Lorsque la France et la Nouvelle-Calédonie ouvrirent une histoire commune, avec ses parts d’ombre et de lumière, quelle était l’organisation politique de l’archipel, avant d’être bouleversée par les différentes décisions prises à l’époque coloniale ? Le préambule de l’Accord de Nouméa est, sur ce point, étrangement muet. Il évoque les hommes et les femmes « dénommés Kanak », leur civilisation propre, leur lien à la terre. Mais point de focus sur cette organisation politique « indigène ».
Or, lorsque les premiers missionnaires, puis les premiers colonisateurs s’installèrent, il n’existait pas de « peuple kanak » au sens d’un « ensemble des personnes soumises aux mêmes lois et qui forment une nation« . En revanche, de véritables nations kanak étaient établies, distinctes les unes des autres, chacune d’entre elles possédant un territoire, une langue, des mythes qui leurs étaient propres, et une véritable organisation sociale. Une vraie analogie avec les « premières nations » reconnues au Canada.
Depuis, et en dépit des déstructurations provoquées depuis 1853, la notion de « peuple kanak » a été imposée par l’action politique. Mais la réalité culturelle et coutumière est toute autre.
Ainsi, dans la culture kanak, chaque chef est chef chez lui. Le chef de clan, comme le Grand Chef. Viendrait-il l’idée au chef de Belep de vouloir dicter sa loi à Kunié ?
C’est ainsi que le Sénat Coutumier n’a jamais existé dans l’histoire des coutumes. Il a été créé par les politiques, et mis en forme par des technocrates parisiens, pour être intégré dans l’Accord de Nouméa. Une sorte de volonté d’affirmer la reconnaissance de l’identité kanak, sauf que cette initiative maladroite méconnait justement l’identité kanak. S’en sont donc suivis des conflits internes, dont le dernier a du être tranché par … la Justice française. Il en a été de même pour certaines décisions davantage à caractère politique que coutumier, telle l’instauration d’un « deuil kanak » pour une durée d’un an lors de la crise Covid. Le deuil, son organisation, relèvent d’une décision interne de la famille et du clan. Au nom de quoi une organisation générale se substituerait-elle à des rites intimes répondant à des critères rigoureux, ainsi que le rapporte Dominique Bretteville dans « L’os et le Souffle – Protocole et valeurs ultimes chez les Paimboas » ?

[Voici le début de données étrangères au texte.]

PR #1791, opened 2019-08-23
Http redirection opt

lukh:
Hi all ! first, I want to thank you for this amazing project ! i have learned a lot working around it..
I want to propose a simple way to redirect web request from the domain to a specific web app, via the config file...
exemple: localhost:6680 redirects to localhost:6680/mopidy by default
a 
`root_redirection = whatever`
 in http section of the config file will redirect localhost:6680 to localhost:6680/whatever

it allows to set a default landing page (iris), avoiding the clients.html page.


lukh:
sorry, didn't merge with the right branch. reopening it with develop

lukh:
I did remerge with current dev branch of mopidy

kingosticks:
This is a good idea and since it is asked quite often we might as well do it.  But do you think we can have a more user-friendly name? Maybe `default_path` or `default_webclient`?

lukh:
I wasn't very happy with root_redirection neither,

mopidy/http/actor.py
```diff
@@ -167,7 +167,11 @@ def _get_static_request_handlers(self):
         return result
 
     def _get_mopidy_request_handlers(self):
+        apps = [app['name'] for app in self.apps]
+        default_webapp = self.config['http']['default_webapp']
+        default_webapp = default_webapp if default_webapp in apps else 'mopidy'
```
kingosticks: Do you think it's worth logging a warning message if `default webapp` is set but it's not in `apps` (or equal to 'mopidy')?

mopidy/http/ext.conf
```diff
@@ -5,3 +5,4 @@ port = 6680
 zeroconf = Mopidy HTTP server on $hostname
 allowed_origins =
 csrf_protection = true
+default_webapp = mopidy
```
kingosticks: This new config option should be added to the http extension's documentation.

mopidy/http/actor.py
lukh: I don't think we should log if default_app is set to its default value ('mopidy'), but i'll log if the app can't be found yes! 

About the test, I tried few days ago, and could'nt figure how to do it, i'll rework on it

lukh:
here we are !

tests/http/test_server.py
```diff
@@ -308,3 +311,48 @@ def test_can_wrap_wsgi_apps(self):
...
+
+def default_webapp_factory(config, core):
+    class MainHandler(tornado.web.RequestHandler):
+        def get(self):
+            self.write("Hello from default webapp")
+
+    return [('/', MainHandler, {})]
+
+
+class HttpServerWithAppDefaultWebClient(tornado.testing.AsyncHTTPTestCase):
```
kingosticks: We need a test in the case where the config value was invalid/unknown.

lukh: Hello !
It is done, in commit 
https://github.com/mopidy/mopidy/pull/1791/commits/3ef06c11d00baa7102631fb6d949eccfd8cd10d2
Best

lukh:
Hello, 
I don't really know what are the next steps.
Do you plan to accept the merge ? What is the normal way to do ? (I am not used to open source developpment as a contributor, please excuse me if I don't do things as it should be...)

mopidy/http/actor.py
```diff
@@ -177,10 +177,23 @@ def _get_static_request_handlers(self):
...
+            default_webclient = "mopidy"
+        logger.debug("Default webclient is %s", default_webclient)
+
         return [
             (
-                "/",
+                r"/",
                 tornado.web.RedirectHandler,
-                {"url": "/mopidy/", "permanent": False},
+                {"url": "/{}/".format(default_webclient), "permanent": False},
```
kingosticks: We are trying to make use of Python 3's f-strings where this would be written as `f"/{default_webclient}/"`

kingosticks: I'm also surprised black didn't change all this to single quotes.

mopidy/http/actor.py
```diff
@@ -177,10 +177,23 @@ def _get_static_request_handlers(self):
         return result
 
     def _get_mopidy_request_handlers(self):
+        sites = [app["name"] for app in self.apps + self.statics]
+
+        default_webclient = self.config["http"]["default_webclient"]
+        if default_webclient not in sites:
+            logger.warning(
+                "Invalid default_webclient %s, "
```
kingosticks: Again, could/should use f-strings: `f"Invalid default_webclient {default_webclient}, "

kingosticks:
You've done a good job, thanks for all your efforts. I've been busy lately but I can take a proper look again on the weekend and hopefully get this in.

mopidy/http/actor.py
lukh: done !

lukh:
Thank you !

tests/http/test_server.py
```diff
@@ -334,5 +345,105 @@ def test_without_slash_should_redirect(self):
     def test_can_wrap_wsgi_apps(self):
         response = self.fetch("/wsgi/", method="GET")
 
-        assert 200 == response.code
-        assert "Hello, world!" in tornado.escape.to_unicode(response.body)
+        self.assertEqual(200, response.code)
+        self.assertIn("Hello, world!", tornado.escape.to_unicode(response.body))
```
jodal: Looks like a merge with our recent rewrite from unittest assertions to pytest assertions went bad here. Please use the `assert ...` style.

docs/ext/http.rst
```diff
@@ -109,3 +109,10 @@ See :ref:`config` for general help on configuring Mopidy.
 
     This config should only be disabled if you understand the security implications
     and require the HTTP server's old behaviour.
+
+
+.. confval:: http/default_webclient
```
jodal: I think I prefer `http/default_app`. We're already in the context of http, so web is given. Also, the app might be something else than a client, like the API Explorer web extension.

@adamcik @kingosticks Any thoughts? The name is the only thing we cannot easily change later.

lukh: Well, I think I used default_webapp at some point, that we change, since the http serves both "apps" and "statics" files, so, naming the conf element "app" is sort of incomplete for me. (and yes, "web" is given)

tests/http/test_server.py
lukh: Fixed

docs/ext/http.rst
lukh: well, early versions was with a "app" something name, but it excludes static served pages.

jodal: The names "apps" and "statics" in the HTTP code is mostly an internal thing. They could just as well have been named "dynamic_apps" and "static_apps". I think most people think of a pure client-side client as an app.

(Sidenote: I kind of hope not too many are using the dynamic apps, so that we easier can switch away from Tornado if we want to do that in the future.)

kingosticks: App to me seems a bit weird and we refer to the as 'webclients' in other places (mopidy.com/ext for one) but I'm not too bothered. I think either works and is pretty obvious.

mopidy/http/actor.py
```diff
@@ -177,10 +177,22 @@ def _get_static_request_handlers(self):
         return result
 
     def _get_mopidy_request_handlers(self):
+        sites = [app["name"] for app in self.apps + self.statics]
+
+        default_webclient = self.config["http"]["default_webclient"]
+        if default_webclient not in sites:
+            logger.warning(
+                f"Invalid default_webclient {default_webclient}, "
+                "Ignoring unknown default webclient"
```
jodal:
``` python
logger.warning(f"HTTP server's default app {default_app!r} not found")
```

...and maybe remove the empty line after the log statement.

tests/http/test_server.py
```diff
@@ -334,5 +345,101 @@ def test_without_slash_should_redirect(self):
...
+        http_server = actor.HttpServer(
+            config=config, core=core, sockets=[], apps=apps, statics=[]
+        )
+
+        return tornado.web.Application(http_server._get_request_handlers())
+
+    def test_should_redirect_to_default_webclient(self):
+        response = self.fetch("/", method="GET", follow_redirects=False)
+
+        assert response.code, 302
```
jodal:
```suggestion
        assert response.code == 302
```

tests/http/test_server.py
```diff
@@ -334,5 +345,101 @@ def test_without_slash_should_redirect(self):
...
+        assert response.headers["Location"] == "/default_webclient/"
+
+        response = self.fetch(
+            "/default_webclient/", method="GET", follow_redirects=True
+        )
+
+        assert response.code == 200
+        assert "Hello from default webapp" in tornado.escape.to_unicode(
```
jodal: I can't find any references to `tornado.escape.to_unicode()` in the Tornado docs, and according to the [implementation](https://github.com/tornadoweb/tornado/blob/master/tornado/escape.py#L219-L229), this is equivalent to just `response.body.decode()`.

Please replace all uses of `tornado.escape.to_unicode(response.body)` in this file with `response.body.decode()`?

jodal:
I've looked through and marked previous converstations as resolved, so I think the current list of open converstations is all that is left for us to be able to merge this. Nice work :-)

docs/ext/http.rst
jodal: If we rate them as equivalent, I'd say "default_app" wins on being a lot shorter.

lukh: Done

tests/http/test_server.py
lukh: oups, sorry, my bad !

tests/http/test_server.py
lukh: there were use in others test (than the one I added, so they are updated as well

tests/http/test_server.py
```diff
@@ -334,5 +339,99 @@ def test_without_slash_should_redirect(self):
...
+
+        assert response.code == 302
+        assert response.headers["Location"] == "/default_app/"
+
+        response = self.fetch(
+            "/default_app/", method="GET", follow_redirects=True
+        )
+
+        assert response.code == 200
+        assert "Hello from default webapp" in tornado.escape.to_unicode(
```
jodal: One `tornado.escape.to_unicode()` left here.

docs/changelog.rst
```diff
@@ -222,6 +222,10 @@ HTTP frontend
   :confval:`http/static_dir`, which has been deprecated since 1.0. (Fixes:
   :issue:`1463`, PR: :issue:`1706`)
 
+- Add option ``default_app`` to redirect ``http:hostname``:``http:port`` to a specific app.
```
jodal: Use ``` :confval:`http/static_dir` ```, and it'll link to the docs. Then you can remove the second sentence from the changelog.

Also, maybe change the it to "...to redirect to a specific app instead of Mopidy's web app list."?

jodal:
Thanks for you patience :-)

kingosticks:
Awesome, thanks @lukh.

Tout cela relève, de tous côtés, d’une sorte de contournement qui a trouvé ses limites. Il serait peut être temps de manifester un vrai respect de la Coutume, plutôt que le proclamer tout en ne faisant pas le meilleur cas de ses règles séculaires.
Le vrai pouvoir coutumier est exercé … par les coutumiers. Le clan en est la structure de base. Les clans concernés conduisent à l’organisation des anciennes « premières nations », elles-mêmes géographiquement limitées. Ils consacrent, en particulier, l’autorité qui les guide. C’est ce retour aux sources qui doit dicter le traitement de ce sujet particulier du pouvoir coutumier, de sa reconnaissance, et de sa cohabitation avec la démocratie et les règles qui sont celles d’aujourd’hui.